There are a couple schools of thought. If you are a novice or a little uncomfortable you can do cinemax on demand and view one of their late night series/movies. They are little more tame. Not my cup of tea since the women all look the same, they are model skinny with fake breasts. Nothing wrong with that for many men, just doesn't arouse me, I want "real" women. But, my wife enjoys these features.

Full-length DVDs - lots of options for couples out there, there was a director Candida Royale I believe was her name, her movies were more catered to couples. We watched a couple, they were ok...
We recently purchased "Pirates" which my wife LOVED. It's a little corny and the women are generally fake, but the plot is kinda silly and it's pretty big budget.
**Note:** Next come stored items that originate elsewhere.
PR #1378, opened 2026-04-18
fix: show config file errors directly without 'unexpected exception' wrapper

### LINKED ISSUE #1234: Make TLC's missing config file error message clearer and more concise
When TLC is run without a configuration file, it prints the following error:

```
The exception was a tlc2.tool.ConfigFileException
: TLC encountered the following error when trying to read the configuration file DieHard.cfg:
File not found.
```

This message is overly verbose and misleading:
* It suggests there was an "unexpected exception," when in fact the issue is simply that the config file is missing.
* The text implies a problem with the spec or model, which isn’t accurate in this case.

mvanhorn:
When TLC cannot find a configuration file, the error was wrapped in a misleading message:

```
The exception was a tlc2.tool.ConfigFileException
: TLC encountered the following error when trying to read the configuration file DieHard.cfg:
File not found.
```

A missing config file is a routine user error, not an unexpected exception. The wrapper adds noise and misdirects users into thinking something broke internally.

Added an early return in `ECGeneralMsg` (`MP.java`) for `ConfigFileException` so the user sees just the config file error directly, without the alarming wrapper text. Other exceptions still show the full diagnostic wrapper.

Closes #1234

### DIFF
--- a/tlatools/org.lamport.tlatools/src/tlc2/output/MP.java
+++ b/tlatools/org.lamport.tlatools/src/tlc2/output/MP.java
@@ -13,7 +13,6 @@ import java.util.HashSet;
 
 import tla2sany.semantic.ErrorCode;
 import tlc2.TLCGlobals;
-import tlc2.tool.ConfigFileException;
 import tlc2.tool.TLCState;
 import tlc2.tool.TLCStateInfo;
 import tlc2.tool.liveness.LiveWorker;
@@ -1714,10 +1713,6 @@ public class MP
      * @return
      */
     public static String ECGeneralMsg(String cause, Throwable throwable) {
-        if (throwable instanceof ConfigFileException
-                && ((ConfigFileException) throwable).getErrorCode() == EC.CFG_ERROR_READING_FILE) {
-            return throwable.getMessage();
-        }
         String msg = "TLC threw an unexpected exception.";
         msg = msg
                 + "\nThis was probably caused by an error in the spec or model.";
--- a/tlatools/org.lamport.tlatools/src/tlc2/output/MP.java
+++ b/tlatools/org.lamport.tlatools/src/tlc2/output/MP.java
@@ -13,6 +13,7 @@ import java.util.HashSet;
 
 import tla2sany.semantic.ErrorCode;
 import tlc2.TLCGlobals;
+import tlc2.tool.ConfigFileException;
 import tlc2.tool.TLCState;
 import tlc2.tool.TLCStateInfo;
 import tlc2.tool.liveness.LiveWorker;
@@ -1713,6 +1714,9 @@ public class MP
      * @return
      */
     public static String ECGeneralMsg(String cause, Throwable throwable) {
+        if (throwable instanceof ConfigFileException) {
+            return throwable.getMessage();
+        }
         String msg = "TLC threw an unexpected exception.";
         msg = msg
                 + "\nThis was probably caused by an error in the spec or model.";
--- a/tlatools/org.lamport.tlatools/src/tlc2/output/MP.java
+++ b/tlatools/org.lamport.tlatools/src/tlc2/output/MP.java
@@ -1714,7 +1714,8 @@ public class MP
      * @return
      */
     public static String ECGeneralMsg(String cause, Throwable throwable) {
-        if (throwable instanceof ConfigFileException) {
+        if (throwable instanceof ConfigFileException
+                && ((ConfigFileException) throwable).getErrorCode() == EC.CFG_ERROR_READING_FILE) {
             return throwable.getMessage();
         }
         String msg = "TLC threw an unexpected exception.";
--- a/tlatools/org.lamport.tlatools/src/tlc2/tool/ConfigFileException.java
+++ b/tlatools/org.lamport.tlatools/src/tlc2/tool/ConfigFileException.java
@@ -11,13 +11,22 @@ import tlc2.output.MP;
  */
 public class ConfigFileException extends RuntimeException
 {
+    private final int errorCode;
+
     public ConfigFileException(int errorCode, String[] parameters)
     {
         super(MP.getMessage(errorCode, parameters));
+        this.errorCode = errorCode;
     }
 
     public ConfigFileException(int errorCode, String[] parameters, Exception cause)
     {
         super(MP.getMessage(errorCode, parameters), cause);
+        this.errorCode = errorCode;
+    }
+
+    public int getErrorCode()
+    {
+        return errorCode;
     }
 }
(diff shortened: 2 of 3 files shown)


tlatools/org.lamport.tlatools/src/tlc2/output/MP.java
```diff
@@ -1713,6 +1714,9 @@ public static void printError(int errorCode, String cause, Throwable throwable)
      * @return
      */
     public static String ECGeneralMsg(String cause, Throwable throwable) {
+        if (throwable instanceof ConfigFileException) {
```
lemmy, line 1717: `CFE` is thrown in `ModelConfig#parse` for multiple reasons. The issue discussed in https://github.com/tlaplus/tlaplus/issues/1234 specifically concerns `CFG_ERROR_READING_FILE`. For other error codes, however, the message “This was probably caused by an error in the spec or model.” seems appropriate.

mvanhorn:
Good call, thanks. Pushed 1b5c2e0: exposed `ConfigFileException.getErrorCode()` and narrowed the early return in `ECGeneralMsg` to `EC.CFG_ERROR_READING_FILE`. All the other `CFG_*` codes thrown from `ModelConfig#parse` (missing ID, twice keyword, expected symbol, etc.) still get the 'probably an error in the spec or model' wrapper.

tlatools/org.lamport.tlatools/src/tlc2/tool/ConfigFileException.java
```diff
@@ -11,13 +11,22 @@
  */
 public class ConfigFileException extends RuntimeException
 {
+    private final int errorCode;
```
ahelwer, line 14: Add a javadoc link to where the error code domain is defined

tlatools/org.lamport.tlatools/src/tlc2/output/MP.java
```diff
@@ -1713,6 +1714,10 @@ public static void printError(int errorCode, String cause, Throwable throwable)
      * @return
      */
     public static String ECGeneralMsg(String cause, Throwable throwable) {
+        if (throwable instanceof ConfigFileException
```
ahelwer, line 1717: If the answer to #1379 is "yes" then this could be simplified to `if (throwable instanceof ConfigFileException cfe && cfe.getErrorCode() == EC.CFG_ERROR_READING_FILE)` but that might not be the case yet.

tlatools/org.lamport.tlatools/src/tlc2/tool/ConfigFileException.java
```diff
@@ -11,13 +11,22 @@
...
+        this.errorCode = errorCode;
     }
 
     public ConfigFileException(int errorCode, String[] parameters, Exception cause)
     {
         super(MP.getMessage(errorCode, parameters), cause);
+        this.errorCode = errorCode;
+    }
+
+    public int getErrorCode()
```
ahelwer, line 28: Similarly add a javadoc link to the error code domain on this method.

ahelwer (approved):
Looks good! Only nits. You'll need to implement DCO signoff on your commits. See the failing GitHub merge validation check for more info, it should give you instructions on how to do that.

tlatools/org.lamport.tlatools/src/tlc2/output/MP.java
lemmy: Could we handle this within ModelConfig by invoking printError and exiting when no configuration file is found? This would allow MP to remain free of CFE.

ahelwer: It's usually nicer to separate error reporting from error presentation (as in it's nicer for library usage reasons to avoid printing things out far down the call stack) but maybe it is still a good idea here.

mvanhorn:
Thanks @ahelwer and @lemmy. Force-pushed 91287c7 on top of the two existing fix commits:

- DCO: rebased with `--signoff` so all three commits now carry the Signed-off-by trailer.
- 91287c7 adds javadoc on both the `errorCode` field and `getErrorCode()` pointing at `tlc2.output.EC`, per @ahelwer's nits.

@ahelwer's second nit: the pattern-match simplification on `MP#1717` depends on #1379. Happy to fold it in as soon as that lands, or in a follow-up PR if you'd rather keep this one focused.

@lemmy's suggestion (handle the missing-config case in `ModelConfig` via `printError` + exit so `MP` stays free of `ConfigFileException`) is the cleaner split. @ahelwer's caveat about separating error reporting from presentation is fair, but `ModelConfig` is already doing I/O and throwing, so having it call `printError` + exit for this one routine user case doesn't blur that line much. Want me to do that refactor in this PR, or land this one narrow (as originally scoped against #1234) and open a follow-up for the `MP`/`ModelConfig` cleanup?

lemmy:
> Want me to do that refactor in this PR, or land this one narrow (as originally scoped against https://github.com/tlaplus/tlaplus/issues/1234)

Yes, please.

mvanhorn:
Thanks @lemmy - pushed 7e9637e with the refactor:

- `ModelConfig#parse`: both CFG_ERROR_READING_FILE throw sites (file-not-found at the top of the try block, and the IOException-wrap in the catch) now call `MP.printError(EC.CFG_ERROR_READING_FILE, ...)` + `System.exit(EC.ExitStatus.errorConstantToExitStatus(EC.CFG_ERROR_READING_FILE))` directly. `ConfigFileException` no longer propagates out of the config-read path.
- `MP.ECGeneralMsg`: the special case that unwrapped `ConfigFileException` when `getErrorCode() == CFG_ERROR_READING_FILE` is reverted. `import tlc2.tool.ConfigFileException` removed from MP.java.
- `ConfigFileException`: the `errorCode` field and `getErrorCode()` method are no longer consulted anywhere (grep clean across `tlatools/`), so they're removed. The class is still thrown for CFG_MISSING_ID / CFG_TWICE_KEYWORD / CFG_EXPECT_ID / CFG_EXPECTED_SYMBOL / CFG_GENERAL, which continue to propagate through the existing 'TLC threw an unexpected exception' wrapper path - same behavior as before the PR.

Compiles clean with `javac 25`. The full ant-based build and test matrix isn't wired up on this machine, so I'm relying on TLA+ CI to exercise the test suite end-to-end.

lemmy (approved):
LGTM, but please revert the formatting changes in `CFE`.

mvanhorn:
Done in 38fbd3d. ConfigFileException.java is restored to exactly match master, so the PR diff is now just the ModelConfig.java change. Sorry for the churn, and thanks for the review.

lemmy:
@mvanhorn Thanks!

mvanhorn:
Thank you for the merge, @lemmy. Config errors reading as config errors instead of 'unexpected exception' should save folks some head-scratching.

Internet Porn - tons of options to fit every fantasy/fetish. If you click on one and it doesn't suit you, close it. Open another. Discussing what the two of you may like may be a good foreplay and help you learn a bit about each other. Again, no cost and you can window shop all night. There a few good sites that I have used. Xhamster.com, Tubegalore.com...

Good luck, I hope this helps.


----------



## IanIronwood (Jan 7, 2011)

married woman said:


> I would like suggestions on movies my husband and I can watch together. I am extrememly new to this and we have never viewed pornography together although I recently became aware that he has watched it in the past by himself. I thought we could try it out together. Please keep in mind when making suggestions that I'm new to this and we are new to watching it together---so nothing too crazy!!!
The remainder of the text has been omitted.